MobileRead Forums - View Single Post

j.p.s · 02-01-2020, 01:41 PM

Quote:

Originally Posted by jhowell

I doubt the publishers have anything to do with the APNX other than providing the NCX pageList or NAV page-list used by kindlegen.

Fair enough. I know nothing about publisher or amazon workflow, where the boundaries are, or whether the boundaries can shift.

Quote:

As far as I can tell kindlegen builds PAGE records for MOBI7 and KF8 that accurately map the offset of the starting '<' of the element containing the ID in the raw HTML content for each page in the EPUB pageList/page-list. It appears that Amazon is manipulating that data in the publishing workflow when processing PAGE records to produce APNX files.

I am also completely ignorant of the details of kindle format internals or even palmdb internals. I guess I should start picking that up. I've been assuming that kindlegen embeds apnx files into the mobi it produces, but I guess that is just as false as thinking that it embeds an EPUB (neglecting "append source").

Based on the APNX produced by kindlegen, I agree that those maps point to the starting '<' and that the APNX delivered by amazon are often offset by a few (or many) bytes. Sometimes an incorrect element seems to have been targeted.

When I generated an EPUB from asciidoc marked up text which included page markers that I inserted myself, I noticed that page number entries in kindle GOTO dialogs showing the TOC were 1 too low and that the same would happen for the first page number in a chapter when reading the book. I had assumed that had to do with the asciidoc to epub conversion process, but I saw that it sometimes happened with amazon supplied APNX files. So I understand the motivation to manipulate the mapping. Since it was inconsistent, I assumed it was the publishers doing the manipulating.

Quote:

Some Kindle reading apps/devices use the APNX position array, when an APNX is present, to calculate the percent complete shown to the user. The APNX position array often has a number of unlabeled zero entries added to the beginning. I suspect that Amazon adds these entries to account for the amount of front matter before the first assigned page number in order to have the percent shown come out more accurately.

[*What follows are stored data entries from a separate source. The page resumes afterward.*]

Issue #56177, opened 2023-10-23
Don't suggest private fields in contexts where they are out of scope


Jamesernator:
### 🔎 Search Terms

private fields suggestions

### 🕗 Version & Regression Information

- This is the behavior in every version I tried, and I reviewed the FAQ for entries about private fields

### ⏯ Playground Link

https://www.typescriptlang.org/play?#code/C4TwDgpgBAogHgQwLZgDYQJIDsCWwoC8UA3gFBQVQBmA9jQFxRYCuSARhAE4A0pAvgG5SpUJFiIU6ADI4A1tCLxkaaAB9xy9NjxDSAY1QIAzkY2ToZSlCPAEwHHqg4jS8wAoAbglTMIjBFggAJSMXj7QzmYqJORWlJwQwMycWFAAxLQ0TqlhvkJWfMJWNnYO1Jw0SG4QEioy8oyudXIQIVHoMXGUOFRQbk3oAHTOAxDVtdItQUGdXXEJSSlQNZoQ9RD5c4VzUAvJqVgQAO7tYyvm60GbFIWxFAkIACY0WKgg6ZmMLOxculZ6LxsnGYemANE4bmI1DoUD4jQmmFwwBmljmwAAFs5BhkYURMtdYfxhACsDZlgjCKdBlQKlVURQAPQMqAAFU471EOCwAHMoAAiKh8qABR7WCDQDF2KAYrgRUwIazMbnciA2HAvaGcD50fhXUhAA

### 💻 Code

```ts
type ExampleInit = {
    foo: number,
};

type ExampleLike = Example | ExampleInit;

class Example {
    static isExample(value: any): value is Example {
        return #foo in value;
    }

    static from(exampleLike: ExampleLike): Example {
        if (Example.isExample(exampleLike)) {
            return exampleLike;
        }
        return new Example(exampleLike);
    }

    readonly #foo: number;

    constructor({ foo }: ExampleInit) {
        this.#foo = foo;
    }
}

const example = Example.from({
    // Try typing "f" and see that there is a suggestion for #foo
});
```

### 🙁 Actual behavior

We get suggestions for private fields:

![Screenshot from 2023-10-23 15-45-37](https://github.com/microsoft/TypeScript/assets/8518303/98788e34-ce81-495a-ac9f-24fcd4c164ae)

This is particularly annoying as the private fields tend to be suggested first, so tab-completion tends to produce broken code.

### 🙂 Expected behavior

[...]

PR #56183, opened 2023-10-23
Filter out classes with private members from the contextual types for object literal nodes

Andarist:
fixes https://github.com/microsoft/TypeScript/issues/56177

### DIFF
--- a/src/compiler/checker.ts
+++ b/src/compiler/checker.ts
@@ -30204,6 +30204,18 @@ export function createTypeChecker(host: TypeCheckerHost): TypeChecker {
         );
     }
 
+    function filterContextualTypeForLiteralExpressionOfObject(node: Node, contextualType: Type) {
+        if (!isLiteralExpressionOfObject(node)) {
+            return contextualType;
+        }
+        return filterType(contextualType, t => {
+            if (!t.symbol || !(t.symbol.flags & SymbolFlags.Class)) {
+                return true;
+            }
+            return every(getPropertiesOfType(t), p => !p.valueDeclaration || !isNamedDeclaration(p.valueDeclaration) || (!isPrivateIdentifier(p.valueDeclaration.name) && !(getDeclarationModifierFlagsFromSymbol(p) & ModifierFlags.NonPublicAccessibilityModifier)));
+        });
+    }
+
     // Return the contextual type for a given expression node. During overload resolution, a contextual type may temporarily
     // be "pushed" onto a node using the contextualType property.
     function getApparentTypeOfContextualType(node: Expression | MethodDeclaration, contextFlags: ContextFlags | undefined): Type | undefined {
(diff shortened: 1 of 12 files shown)


src/services/completions.ts
```diff
@@ -5384,7 +5385,7 @@ function getApparentProperties(type: Type, node: ObjectLiteralExpression | JsxAt
 }
 
 function containsNonPublicProperties(props: Symbol[]) {
-    return some(props, p => !!(getDeclarationModifierFlagsFromSymbol(p) & ModifierFlags.NonPublicAccessibilityModifier));
+    return some(props, p => !!(getDeclarationModifierFlagsFromSymbol(p) & ModifierFlags.NonPublicAccessibilityModifier) || !!p.valueDeclaration && isNamedDeclaration(p.valueDeclaration) && isPrivateIdentifier(p.valueDeclaration.name));
```
Andarist, line 5388: likely this alone (or something close to it) would fix the completion problem (`private foo` is already filtered out from completions, only `#foo` is not) but that wouldn't fix the `contextuallyTypedParametersPositionIncludesClassWithPrivateMember` test cases

src/compiler/checker.ts
```diff
@@ -30270,34 +30282,7 @@ export function createTypeChecker(host: TypeCheckerHost): TypeChecker {
         return type;
     }
 
-    /**
```
jakebailey, line 30273: Bah, I guess git doesn't understand what happened here.

src/compiler/checker.ts
```diff
@@ -30270,34 +30282,7 @@ export function createTypeChecker(host: TypeCheckerHost): TypeChecker {
...
-            // We cannot answer semantic questions within a with block, do not proceed any further
-            return undefined;
-        }
-        // Cached contextual types are obtained with no ContextFlags, so we can only consult them for
-        // requests with no ContextFlags.
-        const index = findContextualNode(node, /*includeCaches*/ !contextFlags);
-        if (index >= 0) {
-            return contextualTypes[index];
-        }
+    function getContextualTypeFromParent(node: Expression, contextFlags: ContextFlags | undefined): Type | undefined {
```
jakebailey, line 30285: Not `getContextualTypeWorker` with the real function above it?

Andarist: do u suggest a simple rename of this functions + putting this *after* the `getContextualType`?

jakebailey: Yeah, I think that would be clearer.

Andarist: done

jakebailey: Thanks; sorry to be picky! The diff seems easier to understand now.

jakebailey:
@typescript-bot test top200
@typescript-bot run dt

@typescript-bot pack this

jakebailey:
There's a crash above, but not sure if it's due to this PR or not.

Andarist:
I really doubt that this crash is related to this PR - but who knows? Could you rerun the extended test suite here before I start investigating this?

jakebailey:
@typescript-bot test top200

tests/cases/compiler/contextuallyTypedParametersPositionIncludesClassWithPrivateMember2.ts
```diff
@@ -0,0 +1,17 @@
...
+
+interface FooLike {
+  doStuff: (cb: (arg: number) => void) => void;
+}
+
+declare function useIt(arg: Foo | FooLike): void;
+
+useIt({
+  doStuff: (arg) => {},
+});
```
jakebailey, line 17: Do you mind adding the cases for just `Foo` and `FooLike`? like:

```ts
declare function useIt2(arg: Foo): void;

useIt2({
  doStuff: (arg) => {},
});

declare function useIt3(arg: FooLike): void;

useIt3({
  doStuff: (arg) => {},
});
```

Andarist: Sure thing, my dear friend - I just pushed them out :)

src/compiler/checker.ts
```diff
@@ -38810,8 +38830,9 @@ export function createTypeChecker(host: TypeCheckerHost): TypeChecker {
     }
 
     function checkExpressionWithContextualType(node: Expression, contextualType: Type, inferenceContext: InferenceContext | undefined, checkMode: CheckMode): Type {
+        const filteredContextualType = filterContextualTypeForLiteralExpressionOfObject(node, contextualType);
```
jakebailey, line 38833: Not just `contextualType = filterContextualTypeForLiteralExpressionOfObject(node, contextualType)`?

jakebailey (commented):
I'm a little bit suspicious of the fix itself from the PoV of just adding another layer of workers and then filtering, as compared to doing this more deeply in `getContextualType`, but I can't quite put my finger on what is better.

Andarist:
> I'm a little bit suspicious of the fix itself from the PoV of just adding another layer of workers and then filtering, as compared to doing this more deeply in getContextualType, but I can't quite put my finger on what is better.

it has been a while since I was working on this. I vaguely remember similar concerns that I had. IIRC, I do this filtering here because I can't access the information about being within "literal expression object" context at a deeper level. At the end of the day, the same operation would have to be done deeper - we get a set of values and we need to reject some. So this level works as OK as any other (as long as it doesn't introduce problems, ofc).

src/compiler/checker.ts
Andarist: I can do that, no problem. I was probably just trying to avoid parameter reassignment at the time.

Andarist:
> I'm a little bit suspicious of the fix itself from the PoV of just adding another layer of workers and then filtering, as compared to doing this more deeply in getContextualType, but I can't quite put my finger on what is better.

I think you were right. From what I can tell, this can just easily be put into `discriminateTypeByDiscriminableItems` - I pushed out this change.

PR #56190, opened 2023-10-23
Explicitly declare type=commonjs in package.json

jakebailey:
Node.js is experimenting with `.js` files having detection applied to them when `package.json` doesn't list a type; this detection appears to have a performance impact for bundles as large as ours, so it may be best to just explicitly declare that our package treats `.js` files as `commonjs`.

### DIFF
--- a/package.json
+++ b/package.json
@@ -19,6 +19,7 @@
         "type": "git",
         "url": "https://github.com/Microsoft/TypeScript.git"
     },
+    "type": "commonjs",
     "main": "./lib/typescript.js",
     "typings": "./lib/typescript.d.ts",
     "bin": {


RyanCavanaugh (approved):

jakebailey:
Apparently this change had an effect on esbuild's behavior, for the worse.


| - | - | - | - | - |
| Packed | 5.49 MiB | 5.56 MiB | +71.00 KiB | +1.26% |
| Unpacked | 30.49 MiB | 31.03 MiB | +546.64 KiB | +1.75% |


| - | - | - | - | - |
| `lib/tsc.js` | 5.55 MiB | 5.55 MiB | +75.00 B | +0.00% |
| `lib/tsserver.js` | 8.12 MiB | 8.52 MiB | +407.05 KiB | +4.89% |
| `lib/typescript.js` | 8.59 MiB | 8.72 MiB | +139.49 KiB | +1.59% |
| `package.json` | 3.44 KiB | 3.46 KiB | +24.00 B | +0.68% |

This wasn't intended at all. Will send a revert.

PR #56193, opened 2023-10-23
Expose TypeChecker.getMergedSymbol to public (#56192)

### LINKED ISSUE #56192: Expose `getMergedSymbol` in type checker to public
### 🔍 Search Terms

"type checker", "getMergedSymbol", "merged symbol"

### ✅ Viability Checklist

### ⭐ Suggestion

While using the compiler's API in some cases (I wasn't able to find a small reproduction yet) the type checker might return "merged symbol" that it seems is not possible to resolve to the original symbol as yet. I noticed that there is an API but it is marked as internal. Is there any particular reason why this API isn't exposed yet and we should use something else to resolve merged symbols?

I also noticed that dtsBundler script from the compiler's repo is [using it via `any` hack](https://github.com/microsoft/TypeScript/blob/d9d027d0c4f5044631a0c078166b8d01f41d28b5/scripts/dtsBundler.mjs#L260-L262) which means that there is a room for an external usage of this API?

If that's fine to expose this API I'm happy to make a PR.

### 📃 Motivating Example

This feature allows to resolve merged symbols? I don't know to be honest 😄 

### 💻 Use Cases

1. What do you want to use this for? I'm maintaining https://github.com/timocov/dts-bundle-generator and I've got [an issue report](https://github.com/timocov/dts-bundle-generator/issues/265), after debugging I figured out that the tool is getting different symbols for the same node depends on where you asking the type checker to resolve it.
1. What shortcomings exist with current approaches? Its not possible to resolve some symbols to the original versions and it makes impossible to perform some operations.
1. What workarounds are you using in the meantime? No workarounds as yet, but probably will use the same `as any` hack

timocov:
Fixes #56192

I haven't updated [dtsBundler.mjs](https://github.com/microsoft/TypeScript/blob/d9d027d0c4f5044631a0c078166b8d01f41d28b5/scripts/dtsBundler.mjs#L260-L262) as it seems relies on the compiler from npm rather than local - but please let me know if you want me to update it as well.

### DIFF
--- a/src/compiler/types.ts
+++ b/src/compiler/types.ts
@@ -5043,7 +5043,7 @@ export interface TypeChecker {
     isUndefinedSymbol(symbol: Symbol): boolean;
     isArgumentsSymbol(symbol: Symbol): boolean;
     isUnknownSymbol(symbol: Symbol): boolean;
-    /** @internal */ getMergedSymbol(symbol: Symbol): Symbol;
+    getMergedSymbol(symbol: Symbol): Symbol;
 
     getConstantValue(node: EnumMember | PropertyAccessExpression | ElementAccessExpression): string | number | undefined;
     isValidPropertyAccess(node: PropertyAccessExpression | QualifiedName | ImportTypeNode, propertyName: string): boolean;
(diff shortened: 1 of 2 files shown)


jakebailey (approved):
Per design meeting, this looked okay to add.

PR #56197, opened 2023-10-24
Added special-case error for checking instanceof an arrow function

### LINKED ISSUE #56143: Unsound error while check if object instance of another
### 🔎 Search Terms

unsound, instanceof, instance, object, types, error

- This is unsound error
- All versions in playground have this bug

### ⏯ Playground Link

https://www.typescriptlang.org/play?#code/MYewdgziA2CmB00QHMAUAVAngB1gUQCcCQCACAS0gBcBDMYWEAM1NVQEpSBeAPlIGZ27IA

### 💻 Code

```ts
console.log(TypeError instanceof (() => 3));
```

### 🙁 Actual behavior

TypeScript successfully transpiles the code

### 🙂 Expected behavior

Throws error because the right-side operand has not prototype

_No response_

JoshuaKGoldberg:
Fixes #56143.

Adds a special-cased error for known arrow functions being the right-hand-side of an `instanceof` expression.

I'd wanted to also capture the case of `instanceof Object.create(null)`, but that type is `any`. Perhaps a followup issue for another day to produce a non-`any` type in that case.


RyanCavanaugh:
I'm starting to doubt why I didn't just Won't Fix the linked issue. Who would ever do this?

fatcerberus:
> I'm starting to doubt why I didn't just Won't Fix the linked issue.

I was wondering the same thing - I was fully expecting you to dismiss it as a case of "you tried to break it and succeeded" and was *quite* surprised when you marked it as a bug instead.  Especially since, as I hinted and then you confirmed [here](https://github.com/microsoft/TypeScript/issues/56143#issuecomment-1779543682), TS can't tell the difference at the type level between the arrow function and non-arrow function case.

sandersn:
So, I guess we don't want this after all? The issue is no longer marked Bug, at least.

JoshuaKGoldberg:
Closing to keep the PR queue small.

PR #56198, opened 2023-10-24
Fix incorrect flags in modifierFlagsCache

### LINKED ISSUE #42189: getSyntacticModifierFlags return value affected by getEffectiveModifierFlags
# Bug Report

I don't know if this already causes a user-facing bug, but it might in the future.

### 🔎 Search Terms

syntactic effective modifierflags

The API was introduced in #38403 by @rbuckton on 12th May 2020, I don't know which TS version that is

### 💻 Code

```ts
class C {
  /** @private */
  prop = 1;
}
```

The code snippets below assume that `node: ts.PropertyDeclaration` of property `prop`

### 🙁 Actual behavior

Note: I'm not talking about user code using compiler API as these APIs are not public. I'm talking about the compiler implementation itself.

If the above code is a TS file:

* call `ts.getSyntacticModifierFlags(node)`, return `ts.ModifierFlags.None` (expected)
* call `ts.getEffectiveModifierFlags(node)`, return `ts.ModifierFlags.None` (expected)
* call `ts.getSyntacticModifierFlags(node)` again, returns `ts.ModifierFlags.None` (expected)

If the above code is a JS file:

* call `ts.getSyntacticModifierFlags(node)`, return `ts.ModifierFlags.None` (expected)
* call `ts.getEffectiveModifierFlags(node)`, return `ts.ModifierFlags.Private` (expected)
* call `ts.getSyntacticModifierFlags(node)` again, returns `ts.ModifierFlags.Private` (**not** expected)

(see https://runkit.com/ajafff/5ff204e2ac3559001a1407f7)

This is because both use the same property to cache the result. `getEffectiveModifierFlags` adds modifiers from JSDoc to the cached result. Calling `getSyntacticModifierFlags` afterwards cannot remove the modifiers from JSDoc, so it simply returns them too.

### 🙂 Expected behavior

Looking at the description of #38403, the intended use of `getSyntacticModifierFlags` is: "get me the syntactic modifiers and **don't** include those from JSDoc". Calling `getEffectiveModifierFlags` should not have a side-effect on `getSyntacticModifierFlags`.

Also there's `getEffectiveModifierFlagsAlwaysIncludeJSDoc` introduced in #38523 by @Kingwl. This affects TS files, making the original change in #38403 useless depending on execution order: 
* call `ts.getSyntacticModifierFlags(node)`, return `ts.ModifierFlags.None` (expected)
* call `ts.getEffectiveModifierFlags(node)`, return `ts.ModifierFlags.None` (expected)
* call `getEffectiveModifierFlagsAlwaysIncludeJSDoc`, return `ts.ModifierFlags.Private` (expected)
* call `ts.getSyntacticModifierFlags(node)` again, returns `ts.ModifierFlags.Private` (**not** expected)
* call `ts.getEffectiveModifierFlags(node)` again, returns `ts.ModifierFlags.Private` (**not** expected)

rbuckton:
Due to the overlap between syntactic and JSDoc modifiers, there exists a case where what we report as cached syntactic modifiers can change in a JS file. To avoid this conflict, this PR modifies the caching behavior for modifier flags to give JSDoc modifiers their own cache value when they overlap with a syntactic modifier. The cache-only modifiers are then converted back to what we normally produce for those modifiers so as not to break existing callers.

Fixes #42189


rbuckton:
@typescript-bot perf test

rbuckton:
@typescript-bot run dt
@typescript-bot test this

rbuckton:
(from the original issue)
> I don't know if this already causes a user-facing bug, but it might in the future.

Turns out there was a bug in `fixSpelling` that this change made apparent as we were requesting only a syntactic `override` for a code-fix when we should have been requesting the effective `override`.

rbuckton:
:( I was hoping the perf cost would be negligible, but that doesn't seem to be the case.

jakebailey:
Where does the slowdown come from? A bit hard to tell at a glance. Are we calling `getJSDocModifierFlagsNoCache` twice somehow?

One interesting bit is that the `Deprecated` modifier isn't used at all to determine whether or not a symbol is deprecated or not (in fact it's entirely unreferenced); that instead is done directly in the parser through a goofy backdoor (which I once tried to remove in an effort to make JSDoc parsing fully lazy). Maybe that fact doesn't help given people may be querying modifiers for that info externally?

rbuckton:
It's also being too aggressive in collecting JSDoc modifiers in a TS file.

rbuckton:
@typescript-bot perf test

rbuckton:
much better

src/compiler/types.ts
```diff
@@ -851,25 +851,45 @@ export const enum NodeFlags {
...
+    Const =              1 << 12, // Const enum
+    In =                 1 << 13, // Contravariance modifier
+    Out =                1 << 14, // Covariance modifier
+    Decorator =          1 << 15, // Contains a decorator.
+
+    // JSDoc-only modifiers
+    Deprecated =         1 << 16, // Deprecated tag.
+
+    // Cache-only JSDoc-modifiers. Should match order of Syntactic/JSDoc modifiers, above.
+    /** @internal */ JSDocPublic = 1 << 23, // if this value changes, `adjustJSDocModifierFlags` must change accordingly
```
jakebailey, line 879: `adjustJSDocModifierFlags` doesn't exist anymore; is there something that needs to be updated?

Do these flags turn back into the public ones for public consumption somewhere?

rbuckton: Sorry, that should be `selectEffectiveModifierFlags`, and yes that's what `selectEffectiveModifierFlags` does.

jakebailey: Aha, yes! Thanks!

jakebailey:
This seems good to me, though is it intended that DT still fail? It seems odd that we'd hard error on a JSDoc comment in TS code like this.

rbuckton:
> This seems good to me, though is it intended that DT still fail? It seems odd that we'd hard error on a JSDoc comment in TS code like this.

That failure may be related to the change in the first approach, I need to retest to see if it still occurs in the new approach.

jakebailey (approved):
LGTM, I don't _think_ this is breaking given nobody should be depending on the exact values anyway.

I'm half worried that this PR appears to entirely fill up the entirety `ModifierFlags`'s bitwise space, but I'm not sure how we could do this different other than to have another flag prop or something.

rbuckton:
> LGTM, I don't _think_ this is breaking given nobody should be depending on the exact values anyway.
> 
> I'm half worried that this PR appears to entirely fill up the entirety `ModifierFlags`'s bitwise space, but I'm not sure how we could do this different other than to have another flag prop or something.

There are still quite a few bits remaining, and we don't add new modifiers all that often. I'm trying to conserve memory as much as possible here, so I'd rather wait to expand into a second property when it becomes absolutely necessary.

When I first started paying attention to page numbers on kindles, I wondered whether page numbers would be used for % in book, but as near as I can tell on my kindles, "location" is still used. I've posted elsewhere about books with extensive heavily formatted end matter where 50% to 70% is shown at the end of the last chapter but where the page number is a much higher percentage of the total pages.

I agree that one reason for zeroed entries at the beginning of the map is because page 1 is well into the book. Frequently the pbook has roman numerals for those pages and the ebook shows no label for those pages. But some amazon delivered APNX files do have roman numeral map entries. That is part of why I suspected it varied with publisher as opposed to amazon shenanigans, but it would not be surprising if amazon is inconsistent in its process. (Often the roman numeral page id elements are in the raw book HTML, but not in the amazon delivered APNX.)

Quote:

One or more extra entries are often added to the end of the APNX position array, mapped to empty labels. This may also have to do with percentage, but more importantly it prevents the final page number from being shown for the entire remainder of books that contain unnumbered back matter after the last numbered page.

One of the first problems I noticed with amazon page numbers was a "final" page number that showed for the rest of the book. It stuck out like a sore thumb in the "GOTO" TOC where there were quite a few TOC entries with that "final" page number. I assumed it was a glitch in the (presumably epub) book source, but it turned out that putting a proper pagelist or page-map in the kindleunpack generated epub, feeding that to kindlegen, extracting the apnx, and using that with the original amazon supplied azw3 fixed page number display for that book.

Quote:

Why the positions are sometimes off by varying small amounts (tens of bytes) is harder to explain. Values appear to be adjusted to correspond to an explicit page break (such as <body> in KF8 or <mbp:pagebreak/> in MOBI7) or to a character of text that will be visible to the reader. My best guess is that Amazon is making adjustments that produce offsets that work better with the mapping that is done between equivalent positions of visible text in the MOBI7 and KF8 formats. This mapping is needed to make notes and highlights match exactly between formats. (Also, associating a printed page with a set of visible characters, rather than particular HTML markup, makes some logical sense.)

Could be, and I am fine with that if true.

But in my very tiny sampling the incidence of glitches and outright SNAFU is very high. That's annoying, but the good news is that is possible for individuals to make the fix themselves.

Quote:

If you have other ideas about what is going on during APNX generation I would be interested to hear them.

I seem to be better at detecting the problems and coming up with strategies to fix than determining why they happened in the first place, but I certainly welcome the discussion and will try to contribute when I can.